The sub's machine gun opened up again, and its shells stitched a pattern across the bow of the icebreaker and up the forward superstructure until they found the glass windows of the bridge and blew them into a thousand shards. The shells tore across the bridge, smashing into anything that rose more than three feet off the deck. Pitt, Gillespie, and Cox instinctively fell and flattened themselves to the deck, but Bushey was two seconds too slow. A bullet tore through his shoulder, a second creased his jaw.

The U-boat's deck gun spat again. The shell struck just aft of the bridge in the mess room, a vicious blow that smashed in the bulkhead with a blasting impact that made the Polar Storm tremble from bow to stern. The concussion smothered and reverberated all around them. Everyone on the bridge was hurled about across the deck like rag dolls. Gillespie and Cox had been thrown against the chart table. Bushey, already lying on the deck, was sent rolling under the shattered remains of the control console. Pitt wound up half in and half out of the doorway to the bridge wing.

He pulled himself erect, not bothering to count the bruises and glass cuts. Acrid smoke filled his nostrils, and his ears rang, cutting off all other sounds. He staggered over to Gillespie and knelt beside him. The explosion had smashed his chest against the chart table, breaking three, maybe four, ribs. His eardrums were bleeding. Blood also seeped from one pant leg. The captain's eyes were open but glassy. "My ship," he moaned softly, "those scum are destroying my ship."

"Do not move," Pitt ordered him. "You might have internal injuries."

"What in hell is happening up there?" came the voice of the chief engineer over the only speaker still functioning. His voice was nearly lost in the beat and roar of the engine room.

Pitt snatched the ship's phone. "We're under attack by a submarine. Give us every bit of power you've got. We must get out of range before we're shot to scrap."

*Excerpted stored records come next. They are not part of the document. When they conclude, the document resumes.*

PR #1904, opened 2024-12-05
MINIFICPP-2485 fix: Support Expression Language in InvokeHTTP "Remote URL" property

lordgamez:
https://issues.apache.org/jira/browse/MINIFICPP-2485

----------------

### For all changes:
     in the commit message?

### For code changes:

### Note:

### DIFF
--- a/extensions/standard-processors/processors/InvokeHTTP.cpp
+++ b/extensions/standard-processors/processors/InvokeHTTP.cpp
@@ -38,12 +38,13 @@ namespace org::apache::nifi::minifi::processors {
 namespace invoke_http {
 
 HttpClientStore::HttpClientWrapper HttpClientStore::getClient(const std::string& url) {
-  std::unique_lock<std::mutex> lock(clients_mutex_);
-  for (auto it = unused_clients_.begin(); it != unused_clients_.end(); ++it) {
-    if ((*it)->getURL() == url) {
-      used_clients_.splice(used_clients_.end(), unused_clients_, it);
-      return {*this, **it};
-    }
+  std::unique_lock lock(clients_mutex_);
+  const auto it = std::find_if(std::begin(unused_clients_), std::end(unused_clients_), [&url](const auto& client) {
+    return client->getURL() == url;
+  });
+  if (it != std::end(unused_clients_)) {
+    used_clients_.splice(used_clients_.end(), unused_clients_, it);
+    return {*this, **it};
   }
 
   if (used_clients_.size() + unused_clients_.size() < max_size_) {
@@ -59,18 +60,16 @@ HttpClientStore::HttpClientWrapper HttpClientStore::getClient(const std::string&
   }
 }
 
-void HttpClientStore::returnClient(minifi::http::HTTPClient& client) {
-  std::unique_lock<std::mutex> lock(clients_mutex_);
-  for (auto it = used_clients_.begin(); it != used_clients_.end(); ++it) {
-    if (it->get() != &client) {
-      continue;
-    }
-    unused_clients_.splice(unused_clients_.end(), used_clients_, it);
-    lock.unlock();
-    cv_.notify_one();
-    return;
+void HttpClientStore::returnClient(http::HTTPClient& client) {
+  std::unique_lock lock(clients_mutex_);
+  const auto it = std::find_if(std::begin(used_clients_), std::end(used_clients_),
+    [&client](const auto& elem) { return &client == elem.get(); });
+  if (it == std::end(used_clients_)) {
+    logger_->log_error("Couldn't find HTTP client in client store to be returned");
   }
-  logger_->log_error("Couldn't find HTTP client in client store to be returned");
+  unused_clients_.splice(unused_clients_.end(), used_clients_, it);
+  lock.unlock();
+  cv_.notify_one();
 }
 
 }  // namespace invoke_http
@@ -161,8 +160,8 @@ void InvokeHTTP::setupMembersFromProperties(const core::ProcessContext& context)
   }
 }
 
-gsl::not_null<std::unique_ptr<minifi::http::HTTPClient>> InvokeHTTP::createHTTPClientFromMembers(const std::string& url) const {
-  auto client = std::make_unique<minifi::http::HTTPClient>();
+gsl::not_null<std::unique_ptr<http::HTTPClient>> InvokeHTTP::createHTTPClientFromMembers(const std::string& url) const {
+  auto client = std::make_unique<http::HTTPClient>();
   client->initialize(method_, url, ssl_context_service_);
   setupClientTimeouts(*client, connect_timeout_, read_timeout_);
   client->setHTTPProxy(proxy_);
--- a/extensions/standard-processors/processors/InvokeHTTP.cpp
+++ b/extensions/standard-processors/processors/InvokeHTTP.cpp
@@ -39,43 +39,33 @@ namespace invoke_http {
 
 HttpClientStore::HttpClientWrapper HttpClientStore::getClient(const std::string& url) {
   std::unique_lock<std::mutex> lock(clients_mutex_);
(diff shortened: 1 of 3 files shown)


extensions/standard-processors/processors/InvokeHTTP.h
```diff
@@ -41,9 +42,60 @@
...
+
+ private:
+  friend class ::org::apache::nifi::minifi::test::HttpClientStoreTestAccessor;
+  void returnClient(minifi::http::HTTPClient& client);
+
+  std::mutex clients_mutex_;
+  std::condition_variable cv_;
+  const size_t max_size_;
+  size_t clients_created_{0};
+  std::vector<std::pair<std::unique_ptr<minifi::http::HTTPClient>, bool>> clients_;
```
adamdebreceni, line 94: since we are rotating a single element each time I think an `std::list` with `splice` would be clearer, also I think we should replace the `clients_created_` with `std::list::size` to act as a single source of truth

lordgamez: Could you elaborate a bit on this, please? How would you use the `splice` with `std::list` in a way that would replace the rotate function?

We were also discussing using an `std::list` instead of the `std::vector` previously with @szaszm and I don't remember why we decided against it. @szaszm can you maybe remember?

adamdebreceni:
```
#include <list>
#include <algorithm>
#include <vector>
#include <iostream>

int main() {
  // std::rotate(
  //   clients_.begin() + gsl::narrow<int64_t>(i),
  //   clients_.begin() + gsl::narrow<int64_t>(i + 1),
  //   clients_.begin() + gsl::narrow<int64_t>(clients_created_)
  // )
  std::list<int> clients{1, 2, 3, 4};
  for (auto it = clients.begin(); it != clients.end(); ++it) {
    if (*it == 2) {
      clients.splice(clients.end(), clients, it);
      break;
    }
  }
  std::cout << "after rotateLeft\n";  // 1, 3, 4, 2
  for (auto& val : clients) {
    std::cout << val << std::endl;
  }

  clients = std::list<int>{1, 2, 3, 4};
  // rotateRight(
  //   clients_.begin() + last_unused + 1,
  //   clients_.begin() + gsl::narrow<int64_t>(i) + 1,
  //   1
  // );
  clients.splice(std::next(clients.begin(), 1), clients, std::next(clients.begin(), 2));

  std::cout << "after rotateRight\n";  // 1, 3, 2, 4
  for (auto& val : clients) {
    std::cout << val << std::endl;
  }
}
```

adamdebreceni: I don't think it brings any performance benefits or things like that (I don't imagine we will have more than a handful of cached clients so the linear scanning works just fine), just that IMO it is a better fit to how we are actually using this container

lordgamez: Thanks for the example I see your point now, I think it's a bit simpler and removing the need to maintain the `clients_created_ variable` is worth this change, I updated it in https://github.com/apache/nifi-minifi-cpp/pull/1904/commits/028d6b5e699dca283b7b0d706bacbc79887dcb8a

adamdebreceni (approved):

extensions/standard-processors/processors/InvokeHTTP.h
```diff
@@ -41,9 +43,59 @@
...
+ private:
+  friend class ::org::apache::nifi::minifi::test::HttpClientStoreTestAccessor;
+  void returnClient(minifi::http::HTTPClient& client);
+
+  std::mutex clients_mutex_;
+  std::condition_variable cv_;
+  const size_t max_size_;
+  std::list<gsl::not_null<std::unique_ptr<minifi::http::HTTPClient>>> used_clients_;
+  std::list<gsl::not_null<std::unique_ptr<minifi::http::HTTPClient>>> unused_clients_;
+  std::function<gsl::not_null<std::unique_ptr<minifi::http::HTTPClient>>(const std::string&)> create_client_function_;
```
szaszm, line 95: I think we could do without the extra indirection of unique_ptr. List splicing doesn't move the data on the heap.

extensions/standard-processors/processors/InvokeHTTP.cpp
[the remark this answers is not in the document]
lordgamez: How would we make sure that the client returned to the HttpClientStore was a client managed by this client store in this case? Or should we just accept any clients? I'm not sure if we should manage clients not created by the same client store. Also if the used clients list is removed it should probably still needs to be replaced by at least a counter to see how many clients are created and in use to be compared with the defined max size.

extensions/standard-processors/processors/InvokeHTTP.h
lordgamez: That's true, unfortunately we would still need to copy or move the HTTPClient on line 56 and line 176 and those constructors are delete from the HTTPClient class.

extensions/standard-processors/processors/InvokeHTTP.cpp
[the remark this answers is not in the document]
szaszm: Since this is just an internal utility, I don't think it needs enforcing that clients are not mixed up. You wrote the code using the store, and it's not mixing items from two different stores. The store is not used anywhere else, so I don't think it's a problem.

A counter would be a good approach to track the max size IMO.

extensions/standard-processors/processors/InvokeHTTP.h
szaszm: line 56: It could be an in-place constructed to the list. Emplace and returning it by value from the create function should be able to do that.
line 176: return by value

extensions/standard-processors/processors/InvokeHTTP.cpp
```diff
@@ -35,6 +35,45 @@
...
+    return {*this, *used_clients_.back()};
+  }
+}
+
+void HttpClientStore::returnClient(minifi::http::HTTPClient& client) {
+  std::unique_lock<std::mutex> lock(clients_mutex_);
+  for (auto it = used_clients_.begin(); it != used_clients_.end(); ++it) {
+    if (it->get() != &client) {
+      continue;
+    }
```
szaszm, line 67: This should be a `find_if`.

extensions/standard-processors/processors/InvokeHTTP.cpp
```diff
@@ -35,6 +35,45 @@
...
+namespace invoke_http {
+
+HttpClientStore::HttpClientWrapper HttpClientStore::getClient(const std::string& url) {
+  std::unique_lock<std::mutex> lock(clients_mutex_);
+  for (auto it = unused_clients_.begin(); it != unused_clients_.end(); ++it) {
+    if ((*it)->getURL() == url) {
+      used_clients_.splice(used_clients_.end(), unused_clients_, it);
+      return {*this, **it};
+    }
+  }
```
szaszm, line 47: Another find_if

extensions/standard-processors/processors/InvokeHTTP.h
szaszm: I checked and returning by value doesn't seem to work without copy/move. I thought it could be elided. So nevermind, leave them as pointers.

extensions/standard-processors/processors/InvokeHTTP.cpp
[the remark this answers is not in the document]
szaszm: Thinking about it again, I don't see it as an issue. I still would've done it differently, but it's fine as is.

fgerlits (approved):

extensions/standard-processors/processors/InvokeHTTP.cpp
lordgamez: Thanks, I'm okay with these changes.

szaszm (approved):

martinzink (approved):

"We have damage and injuries down here."

"You'll have a lot worse," Pitt snapped, "if you don't keep us on Full Speed."

"Jake," groaned Gillespie. "Where's Jake?"

The first officer lay unconscious and bleeding, with Cox leaning dazedly over him. "He's down," Pitt answered simply. "Who's your next in command?"

"Joe Bascom was my second officer, but he returned to the States in Montevideo because his wife was having a baby. Get Cox."